I am very particular about a whole lot of things. Meaning that I like things to be a certain way, or in certain places in my house, at certain times and in certain frequencies, amounts or capacities. A creature of habit, I am. And because I AM such a creature of habit, I always assume other people are, as well. Which, in this case is especially true, because I KNOW this guy is exactly the same in a great many ways (which is obviously why we connect so awesomely).
Following the notion that people ARE creatures of habit – it quickly leads to me feeling a very distinctive need to not disturb any of these set patterns, settings or other unwritten rules of the houses I am in. I aim to be invisible when I’m left alone in strange places. Putting things back exactly (and I seriously mean EXACTLY) like I found them. Not perusing or snooping through cabinets out of fear of messing up deliberate placements. Not binging on cupboard contents for fear of omnomnomming things I wasn’t allowed to. Man, I’ll barely even look at pictures in frames because it just feels wrong, somehow. And, as was the case today: You won’t find me messing with things like climate control, computers, heating and tv-settings, for instance.
So, left alone in a strange house, I take a very careful approach to existing all of a sudden:
As I carefully created a nook to work from on a strange desk, careful not to disturb any present cables, piles of paper and other wirey contraptions – I quickly got lost in work. Until, at some point, I noticed a tingling sensation in my socked feet that were already going numb from extreme chilliness. This house. Was. Cold. Like seriously only 17 degrees cold, because the man in question had a set program which made sure the house isn’t heated when he’s absent (smart!).
Sadly, this morning, he didn’t take poor little abandoned me into account. Neither did the thermostat. And since he hadn’t had the lightbulb moment that I might require actual warmth to function in, and I didn’t have the balls to change the temperature – frostbite was starting to set in halfway through the morning.

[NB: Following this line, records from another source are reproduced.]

PR #265, opened 2019-10-14
Calculate epoch reward prorated

macpie:


src/transactions/v1/blockchain_txn_rewards_v1.erl
```diff
@@ -263,6 +256,43 @@ get_reward_vars(Ledger) ->
         poc_version => POCVersion
     }.
 
+-spec calculate_epoch_reward(non_neg_integer(), non_neg_integer(), blockchain_ledger_v1:ledger()) -> float().
+calculate_epoch_reward(Start, End, Ledger) ->
+    Version = case blockchain:config(?reward_version, Ledger) of
```
vihu: We should handle the case of `?reward_version` being `{error, not_found}` explicitly I think for clarity. I don't fully understand why it's being defaulted to 1 here?

src/transactions/v1/blockchain_txn_rewards_v1.erl
```diff
@@ -230,31 +230,22 @@ get_txns_for_epoch(Current, End, Chain, Txns) ->
...
-    BlockPerMin = 60/BlockTime1,
-    % Convert to blocks per hour
-    BlockPerHour = BlockPerMin*60,
-    % Calculate number of elections per hour
-    ElectionPerHour = BlockPerHour/ElectionInterval,
+    EpochReward = calculate_epoch_reward(Start, End, Ledger),
     #{
         monthly_reward => MonthlyReward,
-        epoch_reward => MonthlyReward/30/24/ElectionPerHour,
+        epoch_reward => EpochReward,
```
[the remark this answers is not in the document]
macpie: consensus is not prorated look above

src/transactions/v1/blockchain_txn_rewards_v1.erl
Vagabond: We should hold this until my chain var branch lands and add the newly required validation for that var as well.

macpie: cause 1 is the starting point, we use that method and all the other chain vars versions

PR #281, opened 2019-10-24
add cache for valdation of txn at height

evanmcc:
this seems to be the safest/most conservative way to cache this.  it's possible that we could expand it later with some awareness of when something is going to expire, although that makes it a lot harder to figure out cache keys.


evanmcc:
closing this for now, it's not clear that we need it.

PR #286, opened 2019-11-02
Switch to ETS backed cache

vihu:
TODO:
- Cache invalidation
- Handle clauses when there is no chain
- Fix eunits


src/blockchain_score_cache.erl
```diff
@@ -0,0 +1,123 @@
...
+        {error, not_found} ->
+            set({Address, Height}, ScoreFun());
+        {ok, Score} ->
+            Score
+    end.
+
+-spec find({Address :: libp2p_crypto:pubkey_bin(),
+            Height :: pos_integer()}) -> {error, not_found} | {ok, score()}.
+find({Address, Height}) ->
+    gen_server:call(?MODULE, {find, {Address, Height}}, infinity).
```
evanmcc: do the fetch directly here.

src/blockchain_score_cache.erl
```diff
@@ -0,0 +1,123 @@
...
+
+-spec set({Address :: libp2p_crypto:pubkey_bin(),
+           Height :: pos_integer()},
+          Score :: score()) -> score().
+set({Address, Height}, Score) ->
+    gen_server:call(?MODULE, {set, {{Address, Height}, Score}}, infinity).
```
evanmcc: do the set directly here (i.e. no call).

src/blockchain_score_cache.erl
```diff
@@ -0,0 +1,123 @@
...
+%% ------------------------------------------------------------------
+%% gen_server Function Definitions
+%% ------------------------------------------------------------------
+init(_Args) ->
+    ok = blockchain_event:add_handler(self()),
+    Cache = ets:new(score_cache,
+                    [named_table,
+                     {write_concurrency, true},
+                     {read_concurrency, true}]),
+    case  blockchain_worker:blockchain() of
```
evanmcc: wire into blockchain_event here.

src/blockchain_score_cache.erl
```diff
@@ -0,0 +1,123 @@
...
+        undefined ->
+            %% XXX: need to handle clauses when there is no chain
```
evanmcc: you should still save the cache here, and set up a tick to set the chain and register for events later when there's a chain.

src/blockchain_score_cache.erl
```diff
@@ -0,0 +1,123 @@
...
+    true = ets:insert(Cache, {{Address, Height}, Score}),
+    {reply, Score, State};
+handle_call(_Msg, _From, State) ->
+    {reply, ok, State}.
+
+handle_cast(_Msg, State) ->
+    {noreply, State}.
+
+handle_info({blockchain_event, {add_block, _Hash, _Sync, _Ledger}}, State) ->
+    %% Do cache invalidation here?
```
evanmcc: use [select_delete](http://erlang.org/doc/man/ets.html#select_delete-2) to remove anything that's older than the delayed ledger, which is what, block height - 50? 30?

I’m no Elsa, and no matter how hard I chimed along the ‘THE COLD NEVER BOTHERED ME ANYWAY‘ to the tune of ‘let if go’….the cold hella bothered me.
Now. I’m a brave soul, so I grabbed myself a blanket that I’d previously been allowed access to, so was comfortable with acquiring and soldiered on for a good two more hours before my own teeth chattering was distracting my frozen-solid brain from working (slight exaggeration, but fuck, I WAS cold).
I’d just made my way downstairs to longingly look at the thermostat display-I-wasn’t-allowed-to-touch (and that horrendous 17 degree number reminding me of my freezing fate), pondering on how much more I should appreciate hot summer days – when my phone bleeped and I opened a message from him, asking if I’d put the heat on yet. OH GLORIOUS DAY. You’ve never seen someone figure out a thermostat they’re unfamiliar with as fast as me, let me tell you. I was friggin Dobby who was handed a sock. MASTER HAS GRANTED ME WARMTH!!!!
The next hour was spent cuddling a radiator and evaluating my own weirdness. Because I full well realize that had he NOT sent me that message, I would not have touched that panel. I would not have changed the program. I would not have turned on the heat. Nope. I probably would’ve actually got frostbite. Cause su casa is never mi casa, in my head.